## WORK REQUEST
Check every line of the entries for the string "changed" and return the ones that contain it.
=== PROVIDED DATA ===
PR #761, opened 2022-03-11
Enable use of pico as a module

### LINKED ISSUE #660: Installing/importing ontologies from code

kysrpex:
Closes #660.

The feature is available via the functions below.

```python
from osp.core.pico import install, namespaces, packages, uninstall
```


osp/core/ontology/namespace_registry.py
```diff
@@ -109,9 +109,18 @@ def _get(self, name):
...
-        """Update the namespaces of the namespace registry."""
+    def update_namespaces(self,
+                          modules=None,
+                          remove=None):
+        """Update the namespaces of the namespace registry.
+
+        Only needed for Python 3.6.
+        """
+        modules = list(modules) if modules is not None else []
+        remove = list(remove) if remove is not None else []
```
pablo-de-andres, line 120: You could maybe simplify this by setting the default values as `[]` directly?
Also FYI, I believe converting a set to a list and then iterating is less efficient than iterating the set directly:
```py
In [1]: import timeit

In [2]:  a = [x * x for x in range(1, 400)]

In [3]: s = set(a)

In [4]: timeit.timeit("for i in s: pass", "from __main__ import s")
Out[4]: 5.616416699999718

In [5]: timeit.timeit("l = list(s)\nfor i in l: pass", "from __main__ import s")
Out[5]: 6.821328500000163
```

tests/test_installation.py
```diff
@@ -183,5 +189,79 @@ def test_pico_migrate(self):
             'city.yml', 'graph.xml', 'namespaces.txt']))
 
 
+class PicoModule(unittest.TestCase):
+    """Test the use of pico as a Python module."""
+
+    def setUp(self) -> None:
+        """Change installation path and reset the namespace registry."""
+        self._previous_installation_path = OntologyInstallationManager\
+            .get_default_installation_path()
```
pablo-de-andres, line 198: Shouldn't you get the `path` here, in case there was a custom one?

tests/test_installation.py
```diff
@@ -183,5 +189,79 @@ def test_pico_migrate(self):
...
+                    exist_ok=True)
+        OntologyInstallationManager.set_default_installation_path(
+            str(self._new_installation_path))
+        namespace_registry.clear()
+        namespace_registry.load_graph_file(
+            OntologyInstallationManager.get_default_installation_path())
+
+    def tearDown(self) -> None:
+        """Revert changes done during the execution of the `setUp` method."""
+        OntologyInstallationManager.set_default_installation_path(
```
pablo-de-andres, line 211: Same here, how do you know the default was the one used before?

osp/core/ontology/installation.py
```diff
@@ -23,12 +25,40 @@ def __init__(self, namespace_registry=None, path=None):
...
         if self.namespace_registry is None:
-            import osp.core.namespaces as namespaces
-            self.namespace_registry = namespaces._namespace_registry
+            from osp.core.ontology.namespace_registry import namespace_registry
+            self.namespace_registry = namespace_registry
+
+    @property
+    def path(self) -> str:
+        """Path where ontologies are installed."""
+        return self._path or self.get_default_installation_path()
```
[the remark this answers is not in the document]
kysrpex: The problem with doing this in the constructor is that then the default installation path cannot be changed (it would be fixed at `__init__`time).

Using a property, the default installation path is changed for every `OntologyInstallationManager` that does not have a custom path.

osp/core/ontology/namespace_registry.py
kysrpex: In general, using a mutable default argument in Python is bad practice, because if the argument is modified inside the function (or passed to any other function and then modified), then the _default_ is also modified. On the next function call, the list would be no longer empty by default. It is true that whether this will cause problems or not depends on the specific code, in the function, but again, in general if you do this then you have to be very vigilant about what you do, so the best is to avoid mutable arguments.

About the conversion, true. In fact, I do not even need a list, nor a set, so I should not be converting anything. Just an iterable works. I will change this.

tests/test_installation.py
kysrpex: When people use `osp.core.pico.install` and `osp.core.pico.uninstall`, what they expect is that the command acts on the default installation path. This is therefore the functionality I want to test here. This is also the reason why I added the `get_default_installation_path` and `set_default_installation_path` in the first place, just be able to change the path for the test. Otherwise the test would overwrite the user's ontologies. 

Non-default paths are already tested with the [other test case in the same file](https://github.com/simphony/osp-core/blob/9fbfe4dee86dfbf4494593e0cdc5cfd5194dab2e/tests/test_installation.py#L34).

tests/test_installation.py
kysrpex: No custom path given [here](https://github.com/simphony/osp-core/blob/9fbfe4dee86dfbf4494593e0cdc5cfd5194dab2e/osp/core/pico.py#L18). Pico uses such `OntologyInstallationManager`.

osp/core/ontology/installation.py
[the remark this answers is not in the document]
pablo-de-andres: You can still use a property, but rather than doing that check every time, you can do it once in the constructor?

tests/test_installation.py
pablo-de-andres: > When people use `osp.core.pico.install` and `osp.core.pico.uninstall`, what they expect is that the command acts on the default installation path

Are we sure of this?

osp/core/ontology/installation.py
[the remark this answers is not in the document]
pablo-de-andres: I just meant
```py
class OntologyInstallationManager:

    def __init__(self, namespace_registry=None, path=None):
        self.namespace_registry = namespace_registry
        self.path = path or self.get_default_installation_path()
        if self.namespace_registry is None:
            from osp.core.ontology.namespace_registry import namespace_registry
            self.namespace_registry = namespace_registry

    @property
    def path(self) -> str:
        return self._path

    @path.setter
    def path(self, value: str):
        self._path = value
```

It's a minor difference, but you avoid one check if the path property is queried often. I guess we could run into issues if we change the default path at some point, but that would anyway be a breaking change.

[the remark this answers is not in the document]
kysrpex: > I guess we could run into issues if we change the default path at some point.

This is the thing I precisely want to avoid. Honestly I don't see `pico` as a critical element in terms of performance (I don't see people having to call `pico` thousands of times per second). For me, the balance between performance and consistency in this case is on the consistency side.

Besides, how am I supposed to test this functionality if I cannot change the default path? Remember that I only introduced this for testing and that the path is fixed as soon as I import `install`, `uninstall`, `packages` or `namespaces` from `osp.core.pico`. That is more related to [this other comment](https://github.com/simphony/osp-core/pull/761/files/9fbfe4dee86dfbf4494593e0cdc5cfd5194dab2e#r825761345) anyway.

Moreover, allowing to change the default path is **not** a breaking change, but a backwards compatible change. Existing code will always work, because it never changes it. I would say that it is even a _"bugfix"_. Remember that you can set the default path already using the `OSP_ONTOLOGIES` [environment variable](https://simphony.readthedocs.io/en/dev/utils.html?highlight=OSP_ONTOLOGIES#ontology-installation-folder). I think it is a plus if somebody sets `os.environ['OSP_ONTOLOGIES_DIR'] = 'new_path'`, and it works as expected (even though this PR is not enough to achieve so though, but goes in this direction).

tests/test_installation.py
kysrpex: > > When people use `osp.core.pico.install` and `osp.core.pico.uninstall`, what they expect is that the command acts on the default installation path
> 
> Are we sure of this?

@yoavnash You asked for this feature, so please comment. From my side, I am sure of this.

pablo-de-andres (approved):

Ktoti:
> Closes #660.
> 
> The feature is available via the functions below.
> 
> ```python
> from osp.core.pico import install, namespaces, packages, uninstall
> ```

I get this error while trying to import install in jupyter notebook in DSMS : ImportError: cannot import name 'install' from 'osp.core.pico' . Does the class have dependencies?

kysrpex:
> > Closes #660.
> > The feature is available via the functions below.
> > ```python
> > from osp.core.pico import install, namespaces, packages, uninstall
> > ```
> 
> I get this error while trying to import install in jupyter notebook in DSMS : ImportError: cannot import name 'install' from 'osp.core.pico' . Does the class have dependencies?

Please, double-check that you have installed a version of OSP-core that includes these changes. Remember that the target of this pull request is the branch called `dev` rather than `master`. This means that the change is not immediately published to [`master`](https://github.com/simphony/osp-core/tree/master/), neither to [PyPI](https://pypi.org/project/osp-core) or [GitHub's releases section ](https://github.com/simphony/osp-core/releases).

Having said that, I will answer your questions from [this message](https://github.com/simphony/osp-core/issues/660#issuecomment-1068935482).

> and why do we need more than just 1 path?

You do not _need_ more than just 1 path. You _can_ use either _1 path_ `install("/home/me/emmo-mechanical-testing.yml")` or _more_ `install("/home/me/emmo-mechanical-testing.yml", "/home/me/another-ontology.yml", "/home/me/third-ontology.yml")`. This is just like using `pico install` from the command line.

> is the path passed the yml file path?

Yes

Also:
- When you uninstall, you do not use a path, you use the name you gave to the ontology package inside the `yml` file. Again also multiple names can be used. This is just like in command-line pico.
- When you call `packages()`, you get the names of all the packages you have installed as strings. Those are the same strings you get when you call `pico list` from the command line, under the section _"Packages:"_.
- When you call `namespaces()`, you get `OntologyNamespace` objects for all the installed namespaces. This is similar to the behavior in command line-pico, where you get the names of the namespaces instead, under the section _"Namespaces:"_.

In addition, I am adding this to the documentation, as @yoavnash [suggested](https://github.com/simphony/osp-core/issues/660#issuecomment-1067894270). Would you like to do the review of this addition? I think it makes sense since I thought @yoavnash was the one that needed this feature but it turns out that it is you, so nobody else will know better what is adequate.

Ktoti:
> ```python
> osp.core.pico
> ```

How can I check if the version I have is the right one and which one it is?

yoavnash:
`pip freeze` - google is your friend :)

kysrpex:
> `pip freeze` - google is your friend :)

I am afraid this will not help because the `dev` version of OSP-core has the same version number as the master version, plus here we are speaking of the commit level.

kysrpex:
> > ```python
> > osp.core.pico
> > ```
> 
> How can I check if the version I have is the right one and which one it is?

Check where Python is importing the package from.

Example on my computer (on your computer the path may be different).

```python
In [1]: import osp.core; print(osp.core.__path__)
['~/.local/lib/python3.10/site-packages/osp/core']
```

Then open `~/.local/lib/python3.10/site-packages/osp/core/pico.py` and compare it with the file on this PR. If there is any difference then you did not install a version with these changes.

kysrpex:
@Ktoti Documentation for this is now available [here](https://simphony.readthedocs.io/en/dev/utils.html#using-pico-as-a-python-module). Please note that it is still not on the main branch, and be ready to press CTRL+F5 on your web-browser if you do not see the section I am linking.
===
=== PROVIDED DATA ===
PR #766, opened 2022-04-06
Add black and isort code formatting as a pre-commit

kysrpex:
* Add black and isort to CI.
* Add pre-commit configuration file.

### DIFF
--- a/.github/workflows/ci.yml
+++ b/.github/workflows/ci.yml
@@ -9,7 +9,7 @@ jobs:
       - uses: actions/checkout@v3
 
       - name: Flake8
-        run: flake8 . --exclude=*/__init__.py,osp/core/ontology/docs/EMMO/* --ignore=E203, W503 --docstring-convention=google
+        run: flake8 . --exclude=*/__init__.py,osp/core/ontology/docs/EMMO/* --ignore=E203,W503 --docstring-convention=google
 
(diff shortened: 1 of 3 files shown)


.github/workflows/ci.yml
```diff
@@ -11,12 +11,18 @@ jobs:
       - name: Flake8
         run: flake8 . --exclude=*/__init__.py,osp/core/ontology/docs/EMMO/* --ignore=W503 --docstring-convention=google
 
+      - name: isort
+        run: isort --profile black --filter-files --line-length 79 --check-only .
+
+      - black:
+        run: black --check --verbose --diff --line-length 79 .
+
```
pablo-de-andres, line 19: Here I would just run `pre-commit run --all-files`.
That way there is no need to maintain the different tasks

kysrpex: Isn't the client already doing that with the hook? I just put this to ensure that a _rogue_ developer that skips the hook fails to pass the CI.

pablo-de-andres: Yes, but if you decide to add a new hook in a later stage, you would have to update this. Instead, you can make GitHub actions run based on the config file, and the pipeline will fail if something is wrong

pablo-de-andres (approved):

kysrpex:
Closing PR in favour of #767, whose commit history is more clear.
===
## TASK SOLUTION
kysrpex: The problem with doing this in the constructor is that then the default installation path cannot be changed (it would be fixed at `__init__`time).
Using a property, the default installation path is changed for every `OntologyInstallationManager` that does not have a custom path.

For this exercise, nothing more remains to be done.